As an additional indicator of plausibility of the results, more volumes were excluded as the disease progressed, i.e. more data were excluded for HD in comparison with controls. This is not unexpected for neurodegenerative movement disorders, but other factors such as increased anxiety may also have contributed to this effect. The threshold effectively controls the trade-off between an unnecessary loss of data by being too conservative and including too much noise. The cut-off chosen in the current study was selected through visual inspection of the images. Although this seems to be somewhat arbitrary, it has to be held that when varying this threshold between 0.2 and 0.3 as detailed in the methods section, almost the identical slices were detected.

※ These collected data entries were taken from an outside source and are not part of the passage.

PR #228, opened 2022-05-13
Connected pins introspection

PhilippeFerreiraDeSousa:
Checks performance improvements


utils/checks.stanza
```diff
@@ -179,34 +194,33 @@ pcb-check no-connect-pins-not-connected (module:JITXObject) :
...
-    val connected-out-pins = all-connected-pins 
-      $> filter{has-property?{_.digital-output}, _}
-      $> to-tuple
+pcb-check digital-io-levels (module:JITXObject) :
+  val io-pins = filter(is-digital-io?, all-populated-pins(module))
+
+  ; FIXME! Could we split them first in connected groups and then run the loop only once per connected group?
+  ; Issue:: some of the logic is assymetrical and considers this p as special in the connected group considered
+  for p in io-pins do :
+    val all-connected-pins = populated-connected-pins(p)
```
PhilippeFerreiraDeSousa, line 205: We can get all instances of a module and then build a cache of pin => dnp info. Then `populated-connected-pins` can filter on non-denp?

PhilippeFerreiraDeSousa: We need to create a hashset of visited pin and vector of connected groups

utils/checks.stanza
```diff
@@ -179,34 +194,33 @@ pcb-check no-connect-pins-not-connected (module:JITXObject) :
...
-            locators =             [p])
+             name =                 "IO pin checks"
+             description =          "Check io pin properties"
+             category =             "pin-check"
+             subcheck-description = "Check output pins are correctly connected",
+             pass-message =         "Pin %_ is marked as an output and not connected to any output pins" % [ref(p)],
+             fail-message =         "Pin %_ is marked as an output and connected to the following output pins: %," % [ref(p), seq(ref, connected-out-pins)],
+             locators =             [p])
+
+    val connected-io-pins = filter(is-digital-io?, all-connected-pins)
```
PhilippeFerreiraDeSousa, line 220: Rename `is-digital-io?` as `is-digital-pin?`.
For each connected group, only once we want to filter on io vs input vs output. If needed in some logic we can uses that input and output are subset of io

utils/checks.stanza
```diff
@@ -236,22 +252,26 @@ defn cmos-and-ttl-checks (out-p:JITXObject,
...
+    connected-to-rail?(instance)
+
+  ; FIXME!: A lot of pins must have the same containing instance!,
+  ; no need to recompute pull-up? and have a lot of checks done on the same instance
   ; First, we search for the pull-up-resistors that might be connected to this pin
-  val pull-up-resistors = to-tuple $
-    for p in all-connected-pins seq? :
-      val instance = containing-instance(p) as Instance
-      val connected-to-rail? = 
-        for p in pins(instance) any? :
```
PhilippeFerreiraDeSousa, line 246: Shadows `p` from parent scope

utils/checks.stanza
```diff
@@ -236,22 +252,26 @@ defn cmos-and-ttl-checks (out-p:JITXObject,
...
-                            all-pins:Tuple<JITXObject>) : 
+                            all-connected-pins:Tuple<JITXObject>) :
+  defn connected-to-rail? (instance: Instance) :
+    for p in pins(instance) any? :
+      ; Assumes that power states have been propagated.
+      has-property?(p.rail-voltage) or
+      has-property?(p.power-pin)
+
+  ; lazy 'and', connected-to-rail? can be heavy
+  defn pull-up? (instance) :
```
PhilippeFerreiraDeSousa, line 263: Cache the output

utils/checks.stanza
```diff
@@ -236,22 +252,26 @@ defn cmos-and-ttl-checks (out-p:JITXObject,
 ;
 defn open-collector-checks (io-pin:JITXObject,
```
PhilippeFerreiraDeSousa, line 253: Do not call this 100 times for a connected group with 100 io pins + we are missing a pin in the input (original p)

utils/checks.stanza
```diff
@@ -157,178 +223,269 @@ defn is-digital-input? (p:JITXObject) -> True|False :
...
+
+defn categorize-digital-pins (pins: Seqable<Pin>) -> DigitalPinCategories :
+  val ios = Vector<DigitalPin>()
+  val inputs = Vector<DigitalPin>()
+  val outputs = Vector<DigitalPin>()
+
+  for p in pins do :
+    ; TODO: Checking that rail-voltage propagation is correct for collector check, can remove later
+    if has-property?(p.power-pin) and not has-property?(p.rail-voltage) :
+      fatal("Power pin %_ does not have a rail voltage property" % [ref(p)])
```
bhusang, line 295: This should be converted to a `#CHECK()` and not a fatal.

PhilippeFerreiraDeSousa: This ensures correction of our rail voltage propagation algo, this is not checking anything from the user design.

PhilippeFerreiraDeSousa: If you think that this function may be called by a user forgetting to run the voltage propagation pass, we should throw an exception asking the user to run the voltage propagation pass, or better we should automatically detect the dependency and run the voltage propagation pass

designs/grid-resistors.stanza
```diff
@@ -0,0 +1,51 @@
+#use-added-syntax(jitx)
+defpackage ocdb/designs/grid-resistors :
+  import core
+
+  import jitx
+  import jitx/commands
+  import ocdb/defaults
+  import ocdb/generic-components
+
+val board-shape = RoundedRectangle(10.0, 10.0, 0.5)
```
bpellenard, line 10: 0.5 or 5.0?

utils/checks.stanza
bhusang: The issue is that the voltage propagation pass requires data that needs to be present in the design. We can't autorun the rail-voltage because we don't have apriori knowledge of the rail-voltage or power-supply-pin usage. I think that it's best to cast this as a #CHECK for now.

Several extensions and alternatives to the current implementation are possible, starting at the level of the preprocessing. We refrained from performing a rigid body registration of the DWI data. Registration is difficult for images with high b value and differing gradient directions. The interspersed images with low b value could be used but require strong assumptions regarding the type of movement that occurred. Moreover, this study was restricted to FA measures, the extension to more complex DTI parameters such as fiber tracking, which are more sensitive on an accurate diffusion tensor and thus the number of gradient directions, has to be topic of future studies.

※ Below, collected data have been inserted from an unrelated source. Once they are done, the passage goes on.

PR #229, opened 2022-05-18
extra checks in generic-components that are not needed (diode now included)

bhusang:
Removes extra checks that are not part of the check-design() flow. If you run check-design() then the resistor/capacitor/inductor pin connectivity checks are run by default.

### DIFF
--- a/utils/checks.stanza
+++ b/utils/checks.stanza
@@ -50,9 +50,10 @@ public defn check-design (module:JITXObject):
   inside pcb-module:
     for i in populated-components(module) do :
       check rated-temperature(i)
-      check capacitor-component(i) when has-property?(i.capacitance)
-      check resistor-component(i)  when has-property?(i.resistance)
-      check inductor-component(i)  when has-property?(i.inductance)
+      check capacitor-component(i) when has-property?(i.capacitor)
+      check resistor-component(i)  when has-property?(i.resistor)
+      check inductor-component(i)  when has-property?(i.inductor)
+      check diode-component(i)     when has-property?(i.diode)
       
       for p in pins(i) do :
         check generic-pin-check(p) when has-property?(p.generic-pin)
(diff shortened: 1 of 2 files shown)


electricfungi:
the new check connected check stops checking all other pins on a device once it finds an unconnected pin. Desired behavior: check each pin and report error for each unconnected pin on these components. There is currently no check connected for 2 pin LEDs.

electricfungi (changes requested):
the new check connected check stops checking all other pins on a device once it finds an unconnected pin. Desired behavior: check each pin and report error for each unconnected pin on these components. There is currently no check connected for 2 pin LEDs.

bhusang:
@electricfungi So I added a diode pin connectivity check. The behavior to stop the checks is deliberate and a result of how the checks system was setup. Will be changed when the check infrastructure is re-engineered but that is not the scope of this PR. You can attach a `NC` property to a pin that is intended to not be connected.

utils/checks.stanza
```diff
@@ -938,6 +939,27 @@ public pcb-check voltage-levels (p:JITXObject, range:[Double,Double,Double]) :
 ; ====================================
 ; public pcb-check pull-up-check (p:JITXObject) :
 
+public pcb-check diode-component (d:JITXObject) :
+  val name = "Diode checks"
+  val description = "Check diode component properties"
+  val category = "component-check"
+
+  ; should check that pins of the resistor are connected (if they don't have a NC property)
```
electricfungi, line 947: diode

utils/checks.stanza
```diff
@@ -959,13 +981,13 @@ public pcb-check inductor-component (l:JITXObject) :
       )
 
   #CHECK(
-    condition =            has-property?(l.inductor),
+    condition =            has-property?(l.inductance),
```
electricfungi, line 984: this will cause anything with an inductance property assigned to call this check vs an inductor. desired behavior is for only inductor components to be checked

utils/checks.stanza
```diff
@@ -1037,16 +1059,14 @@ public pcb-check resistor-component (r:JITXObject) :
         locators =             [r]
       )
 
-
-
   #CHECK(
-    condition =            has-property?(r.resistor),
+    condition =            has-property?(r.resistance),
```
electricfungi, line 1063: this will cause anything with a resistance property assigned to call this check vs an resistor. desired behavior is for only resistor components to be checked

utils/checks.stanza
```diff
@@ -1116,13 +1136,13 @@ public pcb-check capacitor-component (c:JITXObject) :
       )
 
   #CHECK(
-    condition =            has-property?(c.capacitor),
+    condition =            has-property?(c.capacitance),
```
electricfungi, line 1139: this will cause anything with an capacitance property assigned to call this check vs a capacitor. desired behavior is for only capacitor components to be checked.

electricfungi (changes requested):
Checked nc property skips check and that property can be set at component or module level. Checked inductors, resistors, caps, diodes for connectivity. Assigning properties like inductance to pins on things other than inductors (example-connectors) will be useful for high speed signals and checking the inductor property vs an inductance property will avoid unintentional checks here. For R/L/C/D modules with non-connected mounts, the nc property will need to be added to the component, but that's a rare case handled once at the component level with the nc property.

utils/checks.stanza
bhusang: Good catch

utils/checks.stanza
bhusang: Not quite. The check of the inducto `inductor-component()` is only triggered when the property `inductor` is defined (line 59):
```
      check inductor-component(i)  when has-property?(i.inductor)
```

utils/checks.stanza
bhusang: Same reason as above -- the actual code does not run unless the `resistor` property exists on the component in question.

utils/checks.stanza
bhusang: Same reason as above -- the actual code does not run unless the `capacitor` property exists on the component in question.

Although it should be kept in mind that excessive movement and other artifacts increase noise and will therefore decrease the sensitivity to detect true artifacts, the results presented here are encouraging for large-scale studies in HD. Despite obvious movement in several cases, these movements did not influence the FA value systematically. These results do not differ when the QC tool is included into the postprocessing, even when the statistics are leniently uncorrected. This speaks to the relative robustness of the FA values in DTI research in HD which are computed by taking all directions into account. Given a thorough postprocessing of the MRI data as previously demonstrated in morphometric T1 weighted MRI analysis [17], this observation, as a further conclusion, speaks to the potential of the use of MRI-based measures such as DTI as a biomarker in HD

Competing interests

The authors have declared that no competing interests exist.